Robust minimax Stein estimation under invariant data-based loss for spherically and elliptically symmetric distributions

Abstract

From an observable \((X,U)\) in \(\mathbb R^p \times \mathbb R^k\), we consider estimation of an unknown location parameter \(\theta \in \mathbb R^p\) under two distributional settings: the density of \((X,U)\) is spherically symmetric with an unknown scale parameter \(\sigma \) and is ellipically symmetric with an unknown covariance matrix \(\Sigma \). Evaluation of estimators of \(\theta \) is made under the classical invariant losses \(\Vert d - \theta \Vert ^2 / \sigma ^2\) and \((d - \theta )^t \Sigma ^{-1} (d - \theta )\) as well as two respective data based losses \(\Vert d - \theta \Vert ^2 / \Vert U\Vert ^2\) and \((d - \theta )^t S^{-1} (d - \theta )\) where \(\Vert U\Vert ^2\) estimates \(\sigma ^2\) while \(S\) estimates \(\Sigma \).
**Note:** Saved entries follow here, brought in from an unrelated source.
PR #305, opened 2020-10-04
EHV table query highlighting

rabstejnek:
Text matching the query is now highlighted in the EHV table:
image


frontend/animal/EhvBrowser/Table.js
```diff
@@ -7,6 +7,24 @@ const MAX_ROWS = 150;
 @inject("store")
 @observer
 class Table extends Component {
+    highlight(text) {
```
shapiromatron, line 10: I did this recently, would it make sense to make a `highlightPatternText` method?

https://github.com/shapiromatron/hawc/blob/8f7f74a10b61350bc3227de0edb615b344ee89fd/frontend/assets/shared/components/AutocompleteTerm/index.js#L78

You could even create the regex  outside the function call, so it'd be faster.

shapiromatron (changes requested):
consider using the `boldPatternText` function pattern which uses a regex instead

shapiromatron (approved):
@rabstejnek look ok?

rabstejnek:
@shapiromatron looks good!

PR #306, opened 2020-10-04
Update the term help-text on forms

rabstejnek:


rabstejnek:
image

frontend/vocab/constants.js
```diff
@@ -0,0 +1,6 @@
+const VOCAB_HELP_TEXT = {
```
rabstejnek, line 1: @shapiromatron My thought is that we can control how the namespaces are shown in different contexts with this file, similar to what we do with RoB. Let me know if you'd rather me just use `assessment.get_vocabulary_display()` and I'll remove this.

shapiromatron: yeah, thats what I was thinking originally too, but this is such a simple pattern and easy to track we can use it for now

shapiromatron (approved):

We provide new Stein and Stein–Haff identities that allow analysis of risk for these two new losses, including a new identity that gives rise to unbiased estimates of risk (up to a multiple of \(1 / \sigma ^2\)) in the spherical case for a larger class of estimators than in Fourdrinier et al. (J Multivar Anal 85:24–39, 2003). Minimax estimators of Baranchik form illustrate the theory. It is found that the range of shrinkage of these estimators is slightly larger for the data based losses compared to the usual invariant losses. It is also found that \(X\) is minimax with finite risk with respect to the data-based losses for many distributions for which its risk is infinite when calculated under the classical invariant losses. In these cases, including the multivariate \(t\) and, in particular, the multivariate Cauchy, we find improved shrinkage estimators as well.